For gromacs, from what I understand, a direct comparison in compile time between dpcpp cuda and clang_cuda is not exactly fair, since gromacs supports e.g. gpu offload use is used in at least slightly different ways for each. Using make -j 128 I did two compilation runs using a multiplier value of 5 with clang_cuda and found that real time was 3m20.335s and 3m31.028s respectively for these two runs. I imagine that the real time for many threads could be quite noisy and the mean may be quite different from these values. The (usr + sys) timings for these runs was, to the nearest minute, 116minutes and 114minutes respectively. The corresponding times for two compilation runs of dpcpp cuda and a value of 5 was 2m1.756s and 1m58.822s (real), and (sys + usr) 55 and 54 minutes respectively.
Then, for dpcpp cuda the corresponding compilations times using the 11 value were basically the same. However for clang_cuda I appeared to observe a slow-down in real compilation time. The real time for was 4m31.509s but (usr + sys) was unchanged at 114 minutes. Note that using make -j 2 showed no change in compilation time for clang_cuda from 11 wrt 5 (actually a value of 11 was slightly faster but I only made one measurement and this change is probably attributed to noise.). I don't know but I imagine that the distribution of compilation time when using 128 threads could be very complicated, so I'm not sure if any real conclusions can be made from these gromacs measurements. I've just included them for clarity.

I would suggest landing the patch in upstream LLVM.

That said, as with any heuristic change, there's a chance that it may have unforeseen consequences.

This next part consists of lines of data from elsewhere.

PR #3230, opened 2015-10-23
Limit to main file; ignore test files

thisirs:


purcell:
Can I suggest instead that you rename `test-state.el` to `state-test.el` or `state-tests.el`? We support that convention already, and exclude such files from packages by default.

thisirs:
Oh! I didn't know... Nice! Will do that ;)

PR #3233, opened 2015-10-24
Add unicode-troll-stopper

camsaul:
Hi,
This is a PR to add my [unicode-troll-stopper](https://github.com/camsaul/emacs-unicode-troll-stopper) package. `unicode-troll-stopper` is a simple minor mode that adds font-locking for Unicode homoglyphs like "Greek Question Mark" (`;`), which look like normal ASCII symbols but cause very frustrating syntax errors.

### DIFF
--- a/recipes/unicode-troll-stopper
+++ b/recipes/unicode-troll-stopper
@@ -1,0 +1,2 @@
+(unicode-troll-stopper :fetcher github
+                       :repo "camsaul/emacs-unicode-troll-stopper")


purcell:
This looks handy, but you don't need `dash` -- check out the built-in `regexp-opt` function. Also, the `.el` is missing in the filename on the first line. If the code needs `lexical-binding`, you should declare a dependency on `(emacs "24")`. I don't think it does, though, so you should probably remove the `lexical-binding: t` on the first line.

syohex:
`font-lock-flush` and `font-lock-ensure` are implemented only in development Emacs. Even Emacs 24.5 cannot use them. I suppose `font-lock-fontify-buffer` is available instead of them(however it causes byte-compile warning on develepment Emacs).

camsaul:
Hey guys, thanks for the feedback. I implemented the changes you suggested.

The docs for `font-lock-fontify-buffer` say it is intended for interactive use only so I switched it to 
```emacs-lisp
(font-lock-fontify-region (point-min) (point-max))
```

which works for me & doesn't cause the byte compiler to complain.

purcell:
Thanks!

PR #3234, opened 2015-10-24
Update recipe for emms-player-mpv-jp-radios

momomo5717:
Added a new directory to emms-player-mpv-jp-radios.

I might modify directories in future.
So now I think `"*/*.el"` could be better.

Thank you.

### DIFF
--- a/recipes/emms-player-mpv-jp-radios
+++ b/recipes/emms-player-mpv-jp-radios
@@ -1,11 +1,2 @@
 (emms-player-mpv-jp-radios :fetcher github :repo "momomo5717/emms-player-mpv-jp-radios"
-                           :files (:defaults
-                                   "agqr"
-                                   "anitama"
-                                   "hibiki"
-                                   "listen"
-                                   "onsen"
-                                   "radiko"
-                                   "radiru"
-                                   "saimaru"
-                                   "seaside"))
+                           :files (:defaults "*/*.el"))


milkypostman:
it's not terribly hard to update this and i'm not sure what we gain by the wildcard here. why do you think you would change the layout again?

momomo5717:
Thank you for the reply.

I sent similar PR several times.
So I think updating it many times would be trouble for you
and supposed the wildcard could be better.

Would it be better to specify directory names?
Sorry for my lack of knowledge.

Thank you.

milkypostman:
i guess my questioning was more in thinking about why the complexity and moving things etc. it just seems like this doesn't come up very much. why would you move the files to a subdirectory?

also, the problem is this, when you include files from subdirectories, they will get moved to the "root" directory of the package. so actually this will be incorrect.

purcell:
Yes, so in summary: the wildcard pattern equivalent to the old recipe would be `"*"`, not `"*/*.el"`, but then that would also match non-directories. Really the best solution here would be to either put all your plugin files or directories inside a single top-level `plugins` directory, or (better) to just keep all of your elisp at the top level of the repo.

momomo5717:
Thank you for the replies.

These subdirectories is used to be easy to distinguish radio station names at the repo.
So I think it is not a problem that the files move to the root directory of the package when it is installed from melpa.
and I didn't notice this until the PR.
Sorry if my interpretation is mistaken.

If it's inconvenient, I'd like to move the files to top-level at the repo.

Thank you.

purcell:
Yep, fine - merging now.

momomo5717:
Thank you for merging it!

Sorry for my insufficient explanation.

Thank you @milkypostman and @purcell for taking time on this and being patient with my poor English.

If/when that happens, we can easily roll it back and users should be able to override the threshold manually.

I'll keep an eye on whether it causes any issues on our builds.

I'd agree that from the available information, a multiplier value of 11 appears a bit better for clang_cuda too.

Thanks for all the other comments!

For many cases, this threshold bump may not increase inlining if the old threshold was already aggressively inlining everything. In such cases, no compile time impact will be observed. For your motivating testcase that needs this threshold bump, did you measure how this impacted the compile time?

Please see my above comment.

tra added a comment.Feb 3 2023, 10:03 AM

Thank you for the details.

So, on the balance, it appears not to hurt the cases where threshold increase does not have material impact on the compilation time, and in relatively few cases where it does affect compilation time, it does provide sufficient performance improvement. I think it's worth it.

Ship it.

JackAKirk updated this revision to Diff 494686.Feb 3 2023, 10:27 AM

Updated multiplier threshold comment.

JackAKirk marked an inline comment as done.Feb 3 2023, 10:34 AM

Thank you for the details.

So, on the balance, it appears not to hurt the cases where threshold increase does not have material impact on the compilation time, and in relatively few cases where it does affect compilation time, it does provide sufficient performance improvement. I think it's worth it.

Ship it.

OK thanks. I've updated the comment swapping 5->11, so I'm happy for it to be merged now.